3.5 Effect of Catalyst Configuration

In addition to the effect of operating parameters given above, the impact of microchannel catalyst configuration on methane conversion and CO selectivity is also considered. For this purpose, the performance of the present configuration with monometallic 0.2 wt% Pt/δ-Al2O3 and 2 wt% Rh/δ-Al2O3 catalyst plates facing each other in the microchannel (see Sect. 2.1, Fig. 1a, b), is compared with that of another configuration described by two bimetallic 0.2 %Pt-2 %Rh/δ-Al2O3 plates that are placed into the steel housing as shown in Fig. 1a, b. Both microchannel configurations involved almost the same amount of Rh metal (2.1 × 10−4 g), whereas the amount of Pt metal (3.1 × 10−5 g) was slightly above that coated in the bimetallic plate (2.1 × 10−5 g) [34]. Both configurations are tested in the identical reaction system and under reaction conditions described in Sect. 2.2 and in Table 1. The catalyst synthesis and coating procedures given in Sect. 2.1 are also followed for obtaining the bimetallic Pt–Rh coated catalyst, which is prepared by the sequential addition of Rh (2 % by weight) and Pt (0.2 %) metals to the δ-Al2O3 support by the incipient-to-wetness impregnation technique, whose details are described elsewhere [34].

A comparsion of the two microchannel catalyst types are given in Table 2. It can be observed that the bimetallic catalyst configuration [34] gives higher methane conversions than the one with two monometallic catalysts in the entire range of operating conditions studied. These findings can be discussed in terms of a possible interaction between the adjacent Pt and Rh sites to generate a synergetic effect that can lead to higher reaction rates and conversions, as also reported in studies involving similar bimetallic catalyst systems [34, 42]. The bimetallic microchannel is better than the present configuration also in terms of CO selectivity. The mentioned benefits of the bimetallic system become more visible when the residence time is increased from 12.9 to 25.7 ms, which means that the synergetic impact turns out to be more significant due to the increased contact/interaction of the reactive flow with the catalyst: at 25.7 ms, differences in conversion and selectivity are calculated to be 20 and 33 %, respectively (Table 2). The positive trend provided by the bimetallic system is disturbed only at 500 and 550 °C, at which temperature window Pt–Rh is found to give lower selectivities due to the possible occurence of WGS driven by the same synergy. It is also worth noting that the response trends against changes in the parameter values are similar for both configurations.
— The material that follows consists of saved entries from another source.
PR #1845, opened 2024-03-13
LTD-4822-enable-registration-django-forms 

depsiatwal:
This PR revitalises an old attempt to get registration converted to Django forms. 

This is an incremental update to get this functioning and add the labels which were missing. 
The functionally is behind a FF so don't impact


exporter/core/views.py
```diff
@@ -211,6 +211,8 @@ def form_valid(self, form):
         # Hold in session
         self.request.session["first_name"] = form.cleaned_data["first_name"]
         self.request.session["last_name"] = form.cleaned_data["last_name"]
+        self.request.session["email"] = profile["email"]
```
depsiatwal, line 214: This is a potential change which isn't hidden behind a Feature flag. 

I did thing about this but figured it's the first thing we do in the triage form with old flow switched on. 
So I think it's safe as long as we QA/Product review that part of the flow

exporter/core/organisation/views.py
```diff
@@ -40,10 +40,9 @@ class Registration(
 
     def get_form_kwargs(self, step=None):
         kwargs = super().get_form_kwargs(step)
-        if step == RegistrationSteps.ADDRESS_DETAILS:
-            kwargs["is_uk_based"] = self.is_uk_based
-        if step == RegistrationSteps.REGISTRATION_DETAILS:
+        if step in (RegistrationSteps.ADDRESS_DETAILS, RegistrationSteps.REGISTRATION_DETAILS):
             kwargs["is_individual"] = self.is_individual
+            kwargs["is_uk_based"] = self.is_uk_based
```
Tllew, line 45: has this logic changed?

It looks to be doing something different now?

Tllew (commented):
looks good just one question about the change in get_form_kwargs

exporter/core/organisation/views.py
depsiatwal: Yeah so both this forms require these values now, 

They both hide/show fields or change the title based on these values.

Tllew (approved):

exporter/core/organisation/forms.py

Table 2 Effects of microchannel catalyst configuration on methane conversion and CO selectivity

4 Conclusions

Experimental analysis of methane ATR that involves parametric variations of the residence time, reaction temperature, and inlet S/C and O2/C molar ratios is carried out in a microchannel reactor involving alumina supported Pt and Rh catalysts coated on the opposite walls of the channel. The largest changes in methane conversion (from 12.8 to 46.6 %) and in CO selectivity (from 20.1 to 35.7 %) are obtained by raising the temperature from 500 to 650 °C. While ~10 % increase is observed in methane conversion with doubling of the residence time, selectivity is improved only by 4 %. Increase in the O2/C ratio leads to higher CH4 conversions due to the increased extent of oxidation, but CO selectivity is reduced due to CO2 production. The product H2/CO ratio is found to be highly susceptible to changes in the feed S/C ratio, which can conveniently be manipulated between 0 and 3.0 to adjust the syngas composition between 0.93 and 2.68. This outcome shows the possibility of producing Fischer–Tropsch grade syngas (H2/CO ≈ 2.0) in microchannel reactors at 650 °C which is considerably lower than the temperatures involved in industrial autothermal reformers (≥ ~1000 °C). Further improvement of CO selectivity, i.e. reduction of H2/CO ratio in syngas composition, is possible by replacing the monometallic Pt and Rh catalyst coatings with those utilizing bimetallic Pt–Rh coatings in the microchannel reactor.